- **WHAT TO WORK ON**
Give back only the lines in the records below from the one with "PR #15, opened 2016-03-14" to the one with "https://github.com/opentrials/opentrials/pull/33. Fixes #13._", both inclusive, word for word.
====== DATA FOR PROCESSING ======
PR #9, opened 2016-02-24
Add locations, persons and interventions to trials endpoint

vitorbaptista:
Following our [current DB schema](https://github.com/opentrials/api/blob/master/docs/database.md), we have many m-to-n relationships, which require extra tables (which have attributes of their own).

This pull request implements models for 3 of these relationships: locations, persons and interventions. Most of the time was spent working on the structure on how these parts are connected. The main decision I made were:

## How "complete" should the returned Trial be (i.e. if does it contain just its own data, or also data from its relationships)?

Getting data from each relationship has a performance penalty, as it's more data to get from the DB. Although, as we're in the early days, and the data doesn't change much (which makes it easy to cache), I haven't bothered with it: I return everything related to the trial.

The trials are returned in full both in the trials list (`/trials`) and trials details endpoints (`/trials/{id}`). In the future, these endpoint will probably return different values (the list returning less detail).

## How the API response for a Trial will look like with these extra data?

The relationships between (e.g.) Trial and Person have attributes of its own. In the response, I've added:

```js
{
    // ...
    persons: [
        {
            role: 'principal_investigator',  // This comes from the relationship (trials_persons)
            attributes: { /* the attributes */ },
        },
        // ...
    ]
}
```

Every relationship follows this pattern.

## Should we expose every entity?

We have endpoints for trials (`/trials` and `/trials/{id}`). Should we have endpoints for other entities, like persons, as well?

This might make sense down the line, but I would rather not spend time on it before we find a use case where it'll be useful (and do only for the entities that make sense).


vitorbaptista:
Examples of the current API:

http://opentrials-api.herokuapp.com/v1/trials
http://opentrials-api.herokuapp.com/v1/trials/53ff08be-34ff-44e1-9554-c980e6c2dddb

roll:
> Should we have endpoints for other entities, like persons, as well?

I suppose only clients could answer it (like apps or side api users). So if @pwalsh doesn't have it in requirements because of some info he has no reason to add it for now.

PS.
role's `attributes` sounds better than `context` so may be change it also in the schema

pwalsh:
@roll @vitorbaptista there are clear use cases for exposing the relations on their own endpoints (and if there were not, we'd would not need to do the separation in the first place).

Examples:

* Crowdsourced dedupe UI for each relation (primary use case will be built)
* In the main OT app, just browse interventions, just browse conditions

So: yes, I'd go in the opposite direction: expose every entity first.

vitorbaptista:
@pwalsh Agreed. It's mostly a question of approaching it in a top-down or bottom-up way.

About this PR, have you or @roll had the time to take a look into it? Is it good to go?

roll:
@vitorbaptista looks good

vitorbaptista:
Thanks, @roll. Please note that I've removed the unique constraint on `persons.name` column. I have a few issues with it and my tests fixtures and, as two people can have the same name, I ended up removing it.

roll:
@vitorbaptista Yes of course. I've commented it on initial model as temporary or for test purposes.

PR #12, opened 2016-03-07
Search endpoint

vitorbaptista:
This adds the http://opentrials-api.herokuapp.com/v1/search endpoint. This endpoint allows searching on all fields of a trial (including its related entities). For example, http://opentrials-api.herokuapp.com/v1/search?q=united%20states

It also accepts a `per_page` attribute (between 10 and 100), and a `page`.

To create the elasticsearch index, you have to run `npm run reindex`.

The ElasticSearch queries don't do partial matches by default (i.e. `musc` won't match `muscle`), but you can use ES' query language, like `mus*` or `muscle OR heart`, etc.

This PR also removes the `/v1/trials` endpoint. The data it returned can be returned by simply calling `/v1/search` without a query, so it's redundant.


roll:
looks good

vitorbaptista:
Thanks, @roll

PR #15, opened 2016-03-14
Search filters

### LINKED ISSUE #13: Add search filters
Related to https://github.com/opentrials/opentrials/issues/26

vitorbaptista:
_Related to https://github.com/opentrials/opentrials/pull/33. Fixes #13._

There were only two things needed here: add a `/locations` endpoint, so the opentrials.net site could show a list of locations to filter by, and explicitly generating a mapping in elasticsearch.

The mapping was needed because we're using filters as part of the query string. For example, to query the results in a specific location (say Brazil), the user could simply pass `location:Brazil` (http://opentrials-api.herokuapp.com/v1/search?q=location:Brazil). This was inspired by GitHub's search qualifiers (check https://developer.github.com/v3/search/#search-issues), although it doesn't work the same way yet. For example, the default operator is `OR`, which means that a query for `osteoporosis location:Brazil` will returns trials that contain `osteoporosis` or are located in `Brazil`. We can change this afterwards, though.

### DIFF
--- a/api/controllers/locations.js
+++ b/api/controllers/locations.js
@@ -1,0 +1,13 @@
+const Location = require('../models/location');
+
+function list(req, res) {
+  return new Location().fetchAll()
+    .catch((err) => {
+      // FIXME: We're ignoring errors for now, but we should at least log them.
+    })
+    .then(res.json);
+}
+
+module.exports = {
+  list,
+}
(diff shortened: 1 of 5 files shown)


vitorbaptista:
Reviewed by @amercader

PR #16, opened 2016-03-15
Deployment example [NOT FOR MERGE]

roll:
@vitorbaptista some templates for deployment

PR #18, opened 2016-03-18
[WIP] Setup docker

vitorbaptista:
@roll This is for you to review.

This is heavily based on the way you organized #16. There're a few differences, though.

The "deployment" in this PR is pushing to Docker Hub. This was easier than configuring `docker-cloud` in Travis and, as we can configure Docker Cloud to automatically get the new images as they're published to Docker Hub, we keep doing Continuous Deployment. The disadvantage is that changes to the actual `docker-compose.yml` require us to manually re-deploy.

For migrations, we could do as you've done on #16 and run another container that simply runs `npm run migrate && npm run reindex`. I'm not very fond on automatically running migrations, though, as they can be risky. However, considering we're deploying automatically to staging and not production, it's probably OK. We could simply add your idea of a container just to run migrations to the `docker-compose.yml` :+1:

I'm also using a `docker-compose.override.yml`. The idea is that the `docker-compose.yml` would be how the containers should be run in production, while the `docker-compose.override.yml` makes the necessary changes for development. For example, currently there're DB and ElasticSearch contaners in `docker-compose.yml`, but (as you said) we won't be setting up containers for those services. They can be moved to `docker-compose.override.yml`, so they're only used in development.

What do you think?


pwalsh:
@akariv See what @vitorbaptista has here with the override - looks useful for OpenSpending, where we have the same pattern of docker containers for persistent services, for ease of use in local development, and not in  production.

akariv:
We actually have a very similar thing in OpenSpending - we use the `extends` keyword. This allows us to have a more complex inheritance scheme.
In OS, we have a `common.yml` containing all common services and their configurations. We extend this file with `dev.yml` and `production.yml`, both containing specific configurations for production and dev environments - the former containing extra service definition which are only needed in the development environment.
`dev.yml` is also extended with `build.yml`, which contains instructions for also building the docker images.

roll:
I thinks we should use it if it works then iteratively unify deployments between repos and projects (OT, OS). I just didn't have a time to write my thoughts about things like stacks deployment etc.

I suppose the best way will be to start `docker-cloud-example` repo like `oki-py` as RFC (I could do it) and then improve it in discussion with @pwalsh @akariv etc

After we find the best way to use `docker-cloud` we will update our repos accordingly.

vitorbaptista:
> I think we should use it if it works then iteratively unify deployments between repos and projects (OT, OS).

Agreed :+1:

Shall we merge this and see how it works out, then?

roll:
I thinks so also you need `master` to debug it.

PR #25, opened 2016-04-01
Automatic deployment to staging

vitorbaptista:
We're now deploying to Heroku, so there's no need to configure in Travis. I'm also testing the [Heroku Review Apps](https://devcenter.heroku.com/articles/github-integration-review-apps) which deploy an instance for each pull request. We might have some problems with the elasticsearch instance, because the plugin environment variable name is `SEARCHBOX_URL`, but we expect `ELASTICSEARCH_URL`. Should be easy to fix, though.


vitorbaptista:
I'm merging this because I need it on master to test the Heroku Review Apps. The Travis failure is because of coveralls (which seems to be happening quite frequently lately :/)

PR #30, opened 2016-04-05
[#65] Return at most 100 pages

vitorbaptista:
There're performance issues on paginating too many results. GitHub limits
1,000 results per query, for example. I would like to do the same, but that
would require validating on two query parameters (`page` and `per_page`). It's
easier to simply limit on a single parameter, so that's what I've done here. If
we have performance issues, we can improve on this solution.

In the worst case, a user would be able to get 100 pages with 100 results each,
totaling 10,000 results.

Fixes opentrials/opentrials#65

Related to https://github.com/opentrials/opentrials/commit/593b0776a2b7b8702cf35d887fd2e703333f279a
======
- **YOUR SOLUTION**
PR #15, opened 2016-03-14
Search filters

### LINKED ISSUE #13: Add search filters
Related to https://github.com/opentrials/opentrials/issues/26

vitorbaptista:
_Related to https://github.com/opentrials/opentrials/pull/33. Fixes #13._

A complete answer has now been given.